Shrove Tuesday buns!

Every year in February or the beginning of March on a Tuesday which precedes the 40-day Christian fast – Lent - Shrove Tuesday is held. The purpose of the holiday is to eat well before the fast begins. Traditional foods in Estonia include pea or bean soup and pig’s trotter. Nowadays there are also special Shrove Tuesday buns with whipped cream and jam. Sleding is also a part of the tradition: the longer the slide, the longer the stem of flax would be during the next summer.
In celebration of the Shrove Tuesday we present to you a blogpost on the subject of how to make Shrove Tueday buns from scratch.  If you have no wish to actually make them, it might still increase your appetite through reading and looking at the lovely pictures.


The recipe is taken from the collection of Ă•ie, the confectioner of Werner’s cafe in Tartu.
Things you need:
600g of wheat
250 g of milk
35 g press-yeast
75 g butter
50 g sugar
1 egg
A little salt

Take all the components out of the refrigerator as soon as possible so that the components will be of room temperature by the time of making the dough.
Dissolve the yeast milk (on room temprature) and mix it with about half of the wheat (300 g). Churn the mix till it is even and let it proof in a warm location for about half an hour.
Then add melted and a little cooled butter, sugar, egg, salt and the rest of the wheat and blend them in. Knead  the mix till the dough is even and doesn’t stick to the bowl. Sprinkle a little wheat on the dough and let it proof in a warm place under a towel or foil until it is at least twice its size. In order to proof the dough needs both warmth and moisture. If you have a heated floor you may place the bowl on it or put in the oven on minimal temperature with a separate bowl of water in order to maintain humidity.

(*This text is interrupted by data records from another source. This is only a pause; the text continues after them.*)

Issue #393, opened 2024-10-03
Document passing credentials to pull from private registries


nabuskey:
Steps are described here. https://github.com/cnoe-io/idpbuilder/issues/229

For ECR:

```bash
aws ecr get-login-password --region us-west-2 | docker login --username AWS --password-stdin 1111.dkr.ecr.<REGION>.amazonaws.com
idpbuilder create --recreate --kind-config kind-registry.yaml

```
kind yaml:
```yaml
kind: Cluster
apiVersion: kind.x-k8s.io/v1alpha4
nodes:
- role: control-plane
  image: "kindest/node:v1.30.0"
  labels:
    ingress-ready: "true"
  extraPortMappings:
  - containerPort: 443
    hostPort: 8443
    protocol: TCP
  extraMounts:
  - containerPath: /var/lib/kubelet/config.json
    hostPath: /home/ubuntu/.docker/config.json

containerdConfigPatches:
- |-
  [plugins."io.containerd.grpc.v1.cri".registry.mirrors."gitea.cnoe.localtest.me:8443"]
    endpoint = ["https://gitea.cnoe.localtest.me"]
  [plugins."io.containerd.grpc.v1.cri".registry.configs."gitea.cnoe.localtest.me".tls]
    insecure_skip_verify = true
```

PR #487, opened 2025-02-04
Add registry-config option

squidboylan:
The new registry-config option when used alone looks up the default
podman and docker registry config files and mounts them in the kind
container if they exist. Optionally a user can pass a specific file to
the flag to specify a custom path to mount as the registry config.

### DIFF
--- a/pkg/kind/cluster.go
+++ b/pkg/kind/cluster.go
@@ -39,6 +39,7 @@ type Cluster struct {
 	kubeConfigPath    string
 	kindConfigPath    string
 	extraPortsMapping string
+	registryConfig    []string
 	cfg               v1alpha1.BuildCustomizationSpec
 }
 
@@ -60,6 +61,7 @@ type TemplateConfig struct {
 	v1alpha1.BuildCustomizationSpec
 	KubernetesVersion string
 	ExtraPortsMapping []PortMapping
+	RegistryConfig    string
 }
 
 //go:embed resources/*
@@ -108,11 +110,25 @@ func (c *Cluster) getConfig() ([]byte, error) {
 		}
 	}
 
+	registryConfig := ""
+	for _, s := range c.registryConfig {
+		path := os.ExpandEnv(s)
+		if _, err := os.Stat(path); err == nil {
+			registryConfig = path
+			break
+		}
+	}
+
+	if len(c.registryConfig) > 0 && registryConfig == "" {
+		return nil, errors.New("--registry-config flag used but no registry config was found")
+	}
+
 	var retBuff []byte
 	if retBuff, err = files.ApplyTemplate(rawConfigTempl, TemplateConfig{
 		BuildCustomizationSpec: c.cfg,
 		KubernetesVersion:      c.kubeVersion,
 		ExtraPortsMapping:      portMappingPairs,
+		RegistryConfig:         registryConfig,
 	}); err != nil {
 		return nil, err
 	}
@@ -133,7 +149,7 @@ func (c *Cluster) getConfig() ([]byte, error) {
 	return retBuff, nil
 }
 
-func NewCluster(name, kubeVersion, kubeConfigPath, kindConfigPath, extraPortsMapping string, cfg v1alpha1.BuildCustomizationSpec, cliLogger logr.Logger) (*Cluster, error) {
+func NewCluster(name, kubeVersion, kubeConfigPath, kindConfigPath, extraPortsMapping string, registryConfig []string, cfg v1alpha1.BuildCustomizationSpec, cliLogger logr.Logger) (*Cluster, error) {
 	detectOpt, err := util.DetectKindNodeProvider()
 	if err != nil {
 		return nil, err
@@ -148,6 +164,7 @@ func NewCluster(name, kubeVersion, kubeConfigPath, kindConfigPath, extraPortsMap
 		kubeVersion:       kubeVersion,
 		kubeConfigPath:    kubeConfigPath,
 		extraPortsMapping: extraPortsMapping,
+		registryConfig:    registryConfig,
 		cfg:               cfg,
 	}, nil
 }
--- a/pkg/kind/cluster_test.go
+++ b/pkg/kind/cluster_test.go
@@ -21,6 +21,7 @@ func TestGetConfig(t *testing.T) {
 	type tc struct {
 		host           string
 		port           string
+		registryConfig []string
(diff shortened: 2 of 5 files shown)


squidboylan:
This is an attempt to simplify #393 , if we would prefer not to have this in the cli I can close this and document the custom kind config solution to #393

cmoulliard (approved):
I like a lot this PR as it avoids for the user to hack the kind cfg file :-)

nabuskey:
As we expose more and more kind config through CLI flags that directly corresponds to kind configurations and CLI flags, are we making it easier for people to use this tool? I think when we add flags, we should add a bit more value than exposing kind configuration options. 
Since this functionality is already available by providing a kind config file, I think we should add more value by making it easy to mount registry credentials specifically because it's a very common use case.

Thinking about how the problem of credentials mounting is solved, if we expose kind config flag directly this is what that looks like:
```
idpbuilder create --extraMountsUsage /registry/config.json:/var/lib/kubelet/config.json
```

Do we want users to enter this every time?  We can guess where registry configurations are located because docker and podman store them in  `$XDG_RUNTIME_DIR/containers/auth.json`.

To me, it makes more sense to provide a boolean flag indicating if the user wants to mount registry credentials and we do the rest.

cmoulliard:
> As we expose more and more kind config through CLI flags that directly corresponds to kind configurations and CLI flags, are we making it easier for people to use this tool? I think when we add flags, we should add a bit more value than exposing kind configuration options.

This is a fair point you reported here as yoou ask finally the question "What should be the boundary between what we propose as CLI flags/parameters vs passing such information using `kind config file` vs `something else` that users could use to override parameters. Such a something else could be: env variable, idpbuilder yaml config file, etc

Why this is not the purpose of this ticket, it is nevertheless important that we keep in mind such an aspect and that we review what we did or will in a separate ticket to edict rules about that. WDYT ? @nabuskey

cmoulliard:
> To me, it makes more sense to provide a boolean flag indicating if the user wants to mount registry credentials and we do the rest.

As the ultimate goal is to mount the credentials of the user, then having a flag pointing to the config.json or auth.json file (docker vs podman) is probably more appropriate

blakeromano:
> As we expose more and more kind config through CLI flags that directly corresponds to kind configurations and CLI flags, are we making it easier for people to use this tool? I think when we add flags, we should add a bit more value than exposing kind configuration options.


I am 100% in agreement here

squidboylan:
> > To me, it makes more sense to provide a boolean flag indicating if the user wants to mount registry credentials and we do the rest.

>  As the ultimate goal is to mount the credentials of the user, then having a flag pointing to the config.json or auth.json file (docker vs podman) is probably more appropriate

Yeah I was trying to take an approach somewhat between the two last night where we could have a `--registry-config` that optionally takes a path to a registry config but by default looks for the `$XDG_RUNTIME_DIR/containers/auth.json` file and if it doesnt find it then looks for the `~/.docker/config.json` file but cobra doesn't really provide a great way to do this. I'll put something up later today, either a hacky solution around what I'm describing or one of the two suggestions above.

squidboylan:
This is kinda hacky but seems reasonable to me. The flag can be used the following ways:
1. If it is not used no registry config is mounted
2. If it is passed on its own (`--registry-config`) it checks for the default podman and docker registry config paths and uses them if they exist (podman has precedence)
3. If it is passed with a specific file it uses that if it exists (`--registry-config="/home/foo/registry/config.json"`)

It is a little weird that this can take multiple `--registry-config` flags to specify multiple options but it doesnt seem like a deal breaker (and it makes implementation and understanding how this works a bit easier).

pkg/kind/cluster.go
```diff
@@ -108,11 +110,23 @@ func (c *Cluster) getConfig() ([]byte, error) {
 		}
 	}
 
+	var registryConfig string = func() string {
```
nabuskey, line 113: Does this need to be structured this way? I prefer a more simple way to set a variable value

pkg/kind/cluster_test.go
nabuskey, line 1: We should add  test for this.

pkg/kind/cluster.go
```diff
@@ -108,11 +110,23 @@ func (c *Cluster) getConfig() ([]byte, error) {
...
+		for _, s := range c.registryConfig {
+			path := os.ExpandEnv(s)
+			println(path)
```
nabuskey, line 116: Let's remove this. We could log as a debug message if needed.

pkg/kind/cluster.go
```diff
@@ -108,11 +110,23 @@ func (c *Cluster) getConfig() ([]byte, error) {
...
+			if _, err := os.Stat(path); err == nil {
+				return path
```
nabuskey, line 118: If an error is returned, this ignore the error correct?

nabuskey (commented):
The overall approach looks great to me. Thank you so much for this. Please take a look at my comments.

pkg/kind/cluster.go
squidboylan: Nope! Agreed, this should just be simplified, I had this pattern previously and forgot to simplify it

pkg/kind/cluster_test.go
squidboylan: Added a simple test in `TestGetConfig`

pkg/kind/cluster.go
```diff
@@ -108,11 +110,25 @@ func (c *Cluster) getConfig() ([]byte, error) {
...
+	for _, s := range c.registryConfig {
+		path := os.ExpandEnv(s)
+		if _, err := os.Stat(path); err == nil {
+			registryConfig = path
+			break
+		}
+	}
+
+	if len(c.registryConfig) > 0 && registryConfig == "" {
+		setupLog.Info("--registry-config flag used but no registry config was found")
```
nabuskey, line 123: Do you think it's a good idea to fail here? We think the user's intention was to mount registry configuration, but it does not exist. If we do not fail, the cluster is created with configuration that does not match what the user wanted it to be. So it might be a better idea to fail early and ask the user for a valid configuration.

squidboylan: Yeah I think that's a good idea, i threw a `os.Exit(1)` in that block

nabuskey: I think it's better to return an error and let the error cascade out to cobra to have an unified experience for users. Right now all fatal errors go out like that.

A good tip is to moisturize the towel a little as well.
If the dough has become twice its size it should be placed on the table, covered with a little wheat and then round buns can be made (about 50 g each). If the buns have been formed put them on a plate in a humid place to proof.
After that smear the buns with fluffed egg and bake them at 220 degrees for about 15 minutes.
Once the buns have been cooled it is time to add whipped cream. The cream must be beat up quite strongly as otherwise it will fall out of the bun. Some like to add a little lemon peel and -juice. In order to make the cream stronger, cream cheese may be added as well. And of course don’t forget the jam! There are many different flavours: strawberry, rasberry, blueberry, cowberry… Then all that is left to do is sprinkle the bun with lots of powdered sugar and you are done!